In Richardson Mayor Scandal, the Cover-Up Is Worse than the Crime
Richardson is supposed to be an orderly place, where a citizen can settle into a comfortable existence, which includes twice-weekly trash pickup and all the plastic grocery bags one can carry, and gaze dismissively down Central Expressway to the shit-show at Dallas City Hall while thinking, Not here.
And so things used to be, back before Mayor Laura Maczka threw her weight behind the Palisades, a mixed-use development along Central with 1,000 apartments adjacent to the NIMBY fortress of Canyon Creek; before rumors began circulating that she was in bed (literally) with the developer behind the project, JP Realty Partners' Mark Jordan; before she admitted in a March ethics filing that she had taken a job with the developer she was being accused of bedding; and before Brett Shipp cornered her with a vaguely flirtatious email between the two suggesting they take a jaunt together to NorthPark mall. Suddenly, Richardson city government has become a shit-show, too. The climax came -- or seemed to come -- Tuesday night, when the city unveiled the findings of an outside attorney's month-long ethics investigation spurred by Maczka's admission that she'd taken a job with Jordan.

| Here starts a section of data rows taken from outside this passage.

PR #1505, opened 2025-08-28
Prestop hook improvements

jnoordsij:
### What does this PR do?

- Illustrate the usage of the new stable "Sleep Action for PreStop Hook"; see also https://github.com/kubernetes/enhancements/tree/master/keps/sig-node/3960-pod-lifecycle-sleep-action
- Update example values to prefer this new easier and slightly more robust syntax
- Replace suggested and test value of 40 with 20 given default termination period is 30s and therefore 40 is probably not a great default choice

This new syntax has two main benefits, namely:
- being (slightly) easier to grasp
- being run by `kubelet` rather than inside the container, therefore not requiring `sleep` to be present as binary in the container

Therefore I think we should encourage users to use this if anything.

### Motivation

The release of Kubernetes 1.34 yesterday; see also https://kubernetes.io/blog/2025/08/27/kubernetes-v1-34-release/.

### More

- [] Yes, I updated the schema accordingly

### DIFF
--- a/traefik/values.yaml
+++ b/traefik/values.yaml
@@ -91,8 +91,8 @@ deployment:
   # -- Pod lifecycle actions
   lifecycle: {}
   # preStop:
-  #   exec:
-  #     command: ["/bin/sh", "-c", "sleep 40"]
+  #   sleep:
+  #     seconds: 20
   # postStart:
   #   httpGet:
   #     path: /ping
--- a/traefik/tests/daemonset-config_test.yaml
+++ b/traefik/tests/daemonset-config_test.yaml
@@ -67,18 +67,30 @@ tests:
       - equal:
           path: spec.revisionHistoryLimit
           value: 1
-  - it: should have a preStop hook with specified values
+  - it: should have a preStop command hook with specified values
     set:
       deployment:
         kind: DaemonSet
         lifecycle:
           preStop:
             exec:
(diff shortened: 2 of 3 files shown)


traefik/values.yaml
```diff
@@ -91,8 +91,8 @@ deployment:
   # -- Pod lifecycle actions
   lifecycle: {}
   # preStop:
-  #   exec:
-  #     command: ["/bin/sh", "-c", "sleep 40"]
+  #   sleep:
+  #     seconds: 20
   # postStart:
```
mloiseleur, line 96: Wdyt of removing this and transform it into an example in EXAMPLES.md ?

mloiseleur:
PR LGTM.
@jnoordsij Do you know since which k8s version this syntax is working ?

traefik/values.yaml
jnoordsij: To be fair, though there may be a viable purpose for this in practice, I think generally using the `requestAcceptGraceTimeout` (configured for all ports) is a better way to ensure non-disrupted traffic handling with different kind of load balancers. So I think if anything we should probably document that and just leave this as a reference for specific needs (which I can't currently come up with).

jnoordsij:
> PR LGTM. @jnoordsij Do you know since which k8s version this syntax is working ?

Beta (without feature flag) 1.30+. Just added this to the PR description for reference.

PR #1517, opened 2025-09-17
Fix tracer creation warning with default security context

weijiany:
### Problem

When starting Traefik with the default [securityContext(65532:65532)](https://github.com/traefik/traefik-helm-chart/blob/9b0943844f3d6ec7104542a7072e99d467a8817a/traefik/values.yaml#L962-L965), a warning occurs preventing tracer initialization:

```
{"level":"warn","error":"building resource: error detecting resource: user: Current requires cgo or $USER set in environment","time":"2025-09-17T08:10:43Z","message":"Unable to create tracer"}
```

**Root Cause**: The OTEL `WithProcess` method in `pkg/types/tracing.go:78` calls Linux C function `getpwuid_r`, which attempts to look up UID 65532 in `/etc/passwd`. Since this UID doesn't exist, tracer creation fails.

### Solution

Set the `USER` environment variable when running with non-root UID to bypass the system user lookup.

### Steps to Reproduce

1. Create `traefik.yaml`:
```yaml
log:
  level: INFO

tracing:
  otlp:
    grpc:
      insecure: true
```

2. **Observe warning** (without USER env):
```bash
docker run -v ./traefik.yaml:/app/traefik.yaml --rm -u 65532:65532 \
  traefik:v3.5.2 --configfile /app/traefik.yaml
```

3. **Successful start** (with USER env):
```bash
docker run -v ./traefik.yaml:/app/traefik.yaml --rm -u 65532:65532 \
  -e USER=traefik traefik:v3.5.2 --configfile /app/traefik.yaml
```

### Impact

- Fixes tracer initialization for non-root containers
- Enables complete distributed tracing functionality
- Resolves warning logs that may confuse operators

### Testing

### Environment

- **Traefik Chart**: 37.1.1
- **Traefik Image**: v3.5.2

### Additional Context

Setting the non-root user in the Dockerfile rather than at pod runtime provides a more robust and maintainable solution.

1. **Consistency**: Ensures all container instances run with the same user configuration
2. **Simplicity**: Eliminates the need for runtime security context configuration
3. **Compatibility**: Avoids UID lookup issues by properly configuring `/etc/passwd` during image build
4. **Best Practice**: Follows container security recommendations to define non-root users at build time


traefik/tests/pod-config_test.yaml
```diff
@@ -897,3 +897,10 @@ tests:
       - contains:
           path: spec.template.spec.containers[0].args
           content: "--accesslog.fields.names.StartUTC=drop"
+  - it: "should have set USER: traefik in env by default"
```
bpsoraggi: LGTM, just some minor wording adjustments:

```suggestion
  - it: "should set traefik as user in env by default"
```

bpsoraggi (approved):
LGTM

Issue #1426, opened 2025-05-25
additionnalServices doesn't create new ReplicaSet/DaemonSet


TsengSR:
### Welcome!

- [x] Yes, I've searched similar issues on [GitHub](https://github.com/traefik/traefik-helm-chart/issues) and didn't find any.
- [x] Yes, I've searched similar issues on the [Traefik community forum](https://community.traefik.io) and didn't find any.

### What version of the Traefik's Helm Chart are you using?

traefik-35.3.0

### What version of Traefik are you using?

3.4.0

### What did you expect to happen ?

I wanted setup traefik with two gateways, for internal and external traefik. After trying for a few days, I came accross `additionalServices` and tried this attempt.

But that summary undersells Tuesday night's drama. It is probably best described as a play in three acts, albeit one penned by a playwright who can't understand that the action is supposed to gradually crescendo into a climax and who inexplicably buries the crucial plot twist in a footnote.
Act I
Richardson's council chamber was packed. Five minutes before the scheduled 7 p.m. start time, a cop was standing at the door sending late-arriving citizens into an overflow room where the meeting would be broadcast. I pulled the I-write-for-the-Dallas-Observer card, but the officer rejected it on the grounds that all the seats were taken and that if he let me go in and stand and watch the meeting, he would have to let the rest of the people stand and watch the meeting which, I dunno, he feared would tire their legs or something. A scene was averted when a passing city staffer directed me to an open seat next to a gentleman in a Hawaiian shirt. Glancing behind me, I noticed that Brett Shipp had somehow secured permission to stand. His legs seemed to be holding up fine.